**WHAT TO DO**
Please print the data again exactly as given.

**RECORDS FOR THIS TASK**
PR #4503, opened 2025-02-10
feat(ethexe): Introduce centralized event broadcasting system for services

### LINKED ISSUE #4483: refactor(ethexe): Add events from all services and send them to desired output channel
### File Location(s)

_No response_

### Proposal

At the moment testing code uses timeouts. If we have a way to receive events from all services we can simply wait for event to be received instead of waiting.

**ANSWER TO THIS TASK**
PR #4503, opened 2025-02-10
feat(ethexe): Introduce centralized event broadcasting system for services

### LINKED ISSUE #4483: refactor(ethexe): Add events from all services and send them to desired output channel
### File Location(s)

_No response_

### Proposal

At the moment testing code uses timeouts. If we have a way to receive events from all services we can simply wait for event to be received instead of waiting.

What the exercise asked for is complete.